Dichelus timidus

Scientific classification
- Kingdom: Animalia
- Phylum: Arthropoda
- Class: Insecta
- Order: Coleoptera
- Suborder: Polyphaga
- Infraorder: Scarabaeiformia
- Family: Scarabaeidae
- Genus: Dichelus
- Species: D. timidus
- Binomial name: Dichelus timidus (Burmeister, 1844)
- Synonyms: Ischnochelus timidus Burmeister, 1844;

= Dichelus timidus =

- Genus: Dichelus
- Species: timidus
- Authority: (Burmeister, 1844)
- Synonyms: Ischnochelus timidus Burmeister, 1844

Species of beetle

Dichelus timidus is a species of beetle of the family Scarabaeidae. It is found in South Africa (Northern Cape).

== Description ==
Adults reach a length of about 4-4.5 mm. Males are black, with the elytra light testaceous, but somewhat infuscate in the anterior part. The legs are rufescent. The head is very briefly pubescent, and very rugose.
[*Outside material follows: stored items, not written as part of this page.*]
Issue #3005, opened 2019-01-07
Bring back bold fonts on parts of the Concourse web UI


jama-pivotal:
This is related to the conclusion of #2938 

Bring back some of the boldness of the fonts in the build logs and the resource page. 

In my sketch mocks, I am using an Inconsolata bold so if we could update a couple spots with some bold style to Inconsolata I think we are there!

Can we add `font-weight: 700;` ( or however you decide to implement bold style) to the body font on the following?:

### Pipeline view
_screenshot without style_ 

![screen shot 2019-01-07 at 11 36 53 am](https://user-images.githubusercontent.com/27746614/50780835-f276ff00-1271-11e9-9559-e456cad1b8ae.png)

_with   ` font-weight: 700;`_
![screen shot 2019-01-07 at 11 37 29 am](https://user-images.githubusercontent.com/27746614/50780789-d83d2100-1271-11e9-881c-f7ad1dc90ba8.png)

### Breadcrumbs
_screenshot without style_ 

![screen shot 2019-01-07 at 11 40 03 am](https://user-images.githubusercontent.com/27746614/50780468-fe15f600-1270-11e9-9e76-fa2be233dcc2.png)

_with   ` font-weight: 700;`_

![screen shot 2019-01-07 at 11 39 55 am](https://user-images.githubusercontent.com/27746614/50780475-02421380-1271-11e9-9574-f433bfd9c0c8.png)

### Resource page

The pronotum is very closely scabroso-punctate almost all over, and very briefly pubescent, but having along the base and also the outer margin a narrow band of slightly flavescent, appressed, sub-squamose hairs, and a few similar ones in the posterior part of the deep, median sulcus. The scutellum is densely scaly. The elytra have a broad band of somewhat closely set, ovate, flavescent scales along the suture, which is continued round the apical part, and ascends along the outer margins to the humeral part, the space between this sutural and outer marginal band is filled with somewhat remote but similar scales which do not, however, form bands. Female are similar to males, but the elytra are a little less infuscate behind, and the scales are replaced by squamiform hairs.